Data extracted from a collection:
---*---

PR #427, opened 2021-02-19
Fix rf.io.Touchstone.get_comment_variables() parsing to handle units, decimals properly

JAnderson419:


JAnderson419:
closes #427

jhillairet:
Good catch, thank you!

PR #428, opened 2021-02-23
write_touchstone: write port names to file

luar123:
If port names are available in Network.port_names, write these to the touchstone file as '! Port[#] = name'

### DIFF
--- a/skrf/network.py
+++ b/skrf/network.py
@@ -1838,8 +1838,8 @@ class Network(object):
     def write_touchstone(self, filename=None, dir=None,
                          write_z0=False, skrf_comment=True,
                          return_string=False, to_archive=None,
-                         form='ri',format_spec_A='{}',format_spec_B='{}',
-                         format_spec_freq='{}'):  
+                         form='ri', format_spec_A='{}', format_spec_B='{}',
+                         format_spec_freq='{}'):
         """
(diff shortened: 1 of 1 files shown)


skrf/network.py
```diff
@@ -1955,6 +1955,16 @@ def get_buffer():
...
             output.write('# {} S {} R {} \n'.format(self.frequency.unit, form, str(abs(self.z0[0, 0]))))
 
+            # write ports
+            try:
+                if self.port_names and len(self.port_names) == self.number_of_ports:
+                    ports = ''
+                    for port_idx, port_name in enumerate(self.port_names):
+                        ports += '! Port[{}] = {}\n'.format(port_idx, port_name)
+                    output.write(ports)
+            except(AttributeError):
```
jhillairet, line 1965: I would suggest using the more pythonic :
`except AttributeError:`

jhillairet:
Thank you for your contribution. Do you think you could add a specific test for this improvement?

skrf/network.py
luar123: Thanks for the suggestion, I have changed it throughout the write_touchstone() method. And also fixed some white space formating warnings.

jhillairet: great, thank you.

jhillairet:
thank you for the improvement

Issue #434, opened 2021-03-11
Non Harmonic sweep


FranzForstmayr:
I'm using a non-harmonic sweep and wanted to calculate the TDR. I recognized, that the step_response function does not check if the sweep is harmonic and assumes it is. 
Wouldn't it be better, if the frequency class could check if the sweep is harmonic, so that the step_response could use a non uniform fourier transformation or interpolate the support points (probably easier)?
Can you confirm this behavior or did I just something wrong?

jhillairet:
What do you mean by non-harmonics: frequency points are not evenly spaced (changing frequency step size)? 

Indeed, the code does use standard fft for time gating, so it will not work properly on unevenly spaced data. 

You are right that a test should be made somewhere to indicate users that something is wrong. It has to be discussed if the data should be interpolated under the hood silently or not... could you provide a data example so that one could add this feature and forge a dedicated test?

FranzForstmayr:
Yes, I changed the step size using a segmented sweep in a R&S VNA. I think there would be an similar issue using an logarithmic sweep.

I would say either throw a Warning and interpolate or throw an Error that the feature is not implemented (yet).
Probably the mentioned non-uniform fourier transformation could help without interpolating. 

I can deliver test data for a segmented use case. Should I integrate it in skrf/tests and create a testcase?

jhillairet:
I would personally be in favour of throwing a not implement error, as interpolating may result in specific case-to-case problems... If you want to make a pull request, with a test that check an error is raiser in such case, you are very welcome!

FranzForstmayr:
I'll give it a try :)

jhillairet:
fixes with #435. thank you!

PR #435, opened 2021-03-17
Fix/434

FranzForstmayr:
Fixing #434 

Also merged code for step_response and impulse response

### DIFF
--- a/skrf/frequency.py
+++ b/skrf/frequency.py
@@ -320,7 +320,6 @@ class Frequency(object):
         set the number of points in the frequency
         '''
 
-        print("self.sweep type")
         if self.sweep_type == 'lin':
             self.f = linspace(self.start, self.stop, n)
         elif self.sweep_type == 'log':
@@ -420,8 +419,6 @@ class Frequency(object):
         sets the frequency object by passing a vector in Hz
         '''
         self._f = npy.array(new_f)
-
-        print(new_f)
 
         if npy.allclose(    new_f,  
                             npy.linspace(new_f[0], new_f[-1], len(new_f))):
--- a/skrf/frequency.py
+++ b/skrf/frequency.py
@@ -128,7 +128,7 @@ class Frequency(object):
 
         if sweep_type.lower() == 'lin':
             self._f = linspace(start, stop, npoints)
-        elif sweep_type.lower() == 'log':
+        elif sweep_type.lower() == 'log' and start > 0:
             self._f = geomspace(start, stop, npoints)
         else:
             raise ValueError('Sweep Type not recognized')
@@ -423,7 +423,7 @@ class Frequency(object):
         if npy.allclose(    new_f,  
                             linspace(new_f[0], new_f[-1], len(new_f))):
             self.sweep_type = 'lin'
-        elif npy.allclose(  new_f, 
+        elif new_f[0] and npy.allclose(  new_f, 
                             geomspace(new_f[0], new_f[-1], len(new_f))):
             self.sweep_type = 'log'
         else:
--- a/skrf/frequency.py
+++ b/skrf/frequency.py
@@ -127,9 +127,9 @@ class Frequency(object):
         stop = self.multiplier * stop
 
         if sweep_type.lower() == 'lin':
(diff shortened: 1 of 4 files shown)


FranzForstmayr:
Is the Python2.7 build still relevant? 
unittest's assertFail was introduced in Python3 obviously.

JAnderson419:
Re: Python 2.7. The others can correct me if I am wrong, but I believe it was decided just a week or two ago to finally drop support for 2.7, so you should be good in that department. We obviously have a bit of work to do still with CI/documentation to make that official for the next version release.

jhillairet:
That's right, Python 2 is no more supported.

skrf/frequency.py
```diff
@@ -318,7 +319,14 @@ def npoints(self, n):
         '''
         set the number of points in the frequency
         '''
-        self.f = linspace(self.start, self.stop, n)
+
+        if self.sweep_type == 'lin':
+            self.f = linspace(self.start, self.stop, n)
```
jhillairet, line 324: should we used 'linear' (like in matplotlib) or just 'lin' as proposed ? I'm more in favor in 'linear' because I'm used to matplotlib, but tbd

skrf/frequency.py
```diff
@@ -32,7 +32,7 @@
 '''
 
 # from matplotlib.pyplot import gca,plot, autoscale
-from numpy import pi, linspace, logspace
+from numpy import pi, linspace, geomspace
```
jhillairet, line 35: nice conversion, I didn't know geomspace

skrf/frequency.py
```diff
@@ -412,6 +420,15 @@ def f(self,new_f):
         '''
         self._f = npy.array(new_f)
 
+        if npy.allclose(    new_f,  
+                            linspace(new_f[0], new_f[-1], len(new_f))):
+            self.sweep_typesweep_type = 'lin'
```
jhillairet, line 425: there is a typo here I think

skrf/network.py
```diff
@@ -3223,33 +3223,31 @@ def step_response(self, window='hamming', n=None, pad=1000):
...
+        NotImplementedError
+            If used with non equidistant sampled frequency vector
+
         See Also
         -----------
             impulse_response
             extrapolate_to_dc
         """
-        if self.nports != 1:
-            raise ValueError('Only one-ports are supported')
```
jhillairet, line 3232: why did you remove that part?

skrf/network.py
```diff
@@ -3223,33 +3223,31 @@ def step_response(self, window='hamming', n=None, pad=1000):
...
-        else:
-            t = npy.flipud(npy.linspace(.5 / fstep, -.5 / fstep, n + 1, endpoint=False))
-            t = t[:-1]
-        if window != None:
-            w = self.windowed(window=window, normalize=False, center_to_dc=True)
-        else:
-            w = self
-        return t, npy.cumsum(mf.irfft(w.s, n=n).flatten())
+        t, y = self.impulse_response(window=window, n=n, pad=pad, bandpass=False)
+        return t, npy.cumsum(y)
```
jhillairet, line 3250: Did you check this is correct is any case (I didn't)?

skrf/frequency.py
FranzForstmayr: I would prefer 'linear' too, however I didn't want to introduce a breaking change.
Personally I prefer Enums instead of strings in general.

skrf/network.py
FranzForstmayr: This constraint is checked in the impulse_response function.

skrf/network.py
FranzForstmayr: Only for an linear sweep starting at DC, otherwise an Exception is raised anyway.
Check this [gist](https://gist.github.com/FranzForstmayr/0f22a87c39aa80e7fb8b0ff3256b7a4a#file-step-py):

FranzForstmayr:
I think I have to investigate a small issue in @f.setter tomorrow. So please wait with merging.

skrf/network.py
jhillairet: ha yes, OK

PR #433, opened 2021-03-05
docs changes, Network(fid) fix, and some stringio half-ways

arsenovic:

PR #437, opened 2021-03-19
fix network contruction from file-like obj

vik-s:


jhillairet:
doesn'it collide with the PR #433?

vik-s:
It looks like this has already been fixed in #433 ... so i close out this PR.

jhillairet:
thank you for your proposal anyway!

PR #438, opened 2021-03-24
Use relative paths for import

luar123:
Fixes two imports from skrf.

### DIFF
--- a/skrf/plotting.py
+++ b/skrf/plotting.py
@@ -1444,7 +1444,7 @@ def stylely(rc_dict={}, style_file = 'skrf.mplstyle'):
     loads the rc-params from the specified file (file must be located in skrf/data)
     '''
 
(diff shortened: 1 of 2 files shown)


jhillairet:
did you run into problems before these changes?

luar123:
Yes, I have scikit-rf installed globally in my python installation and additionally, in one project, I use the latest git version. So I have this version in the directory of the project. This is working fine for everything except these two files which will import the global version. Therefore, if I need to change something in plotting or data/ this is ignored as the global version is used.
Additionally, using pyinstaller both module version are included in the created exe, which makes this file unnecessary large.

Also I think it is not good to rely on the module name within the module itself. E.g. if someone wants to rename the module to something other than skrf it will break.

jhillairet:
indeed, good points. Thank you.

---*---

▸ **EXERCISE DETAILS**: Filter the entries down to the lines that include the string "geomspace".

▸ **ANSWER TO THE EXERCISE**:
             self._f = geomspace(start, stop, npoints)
                             geomspace(new_f[0], new_f[-1], len(new_f))):
+from numpy import pi, linspace, geomspace
jhillairet, line 35: nice conversion, I didn't know geomspace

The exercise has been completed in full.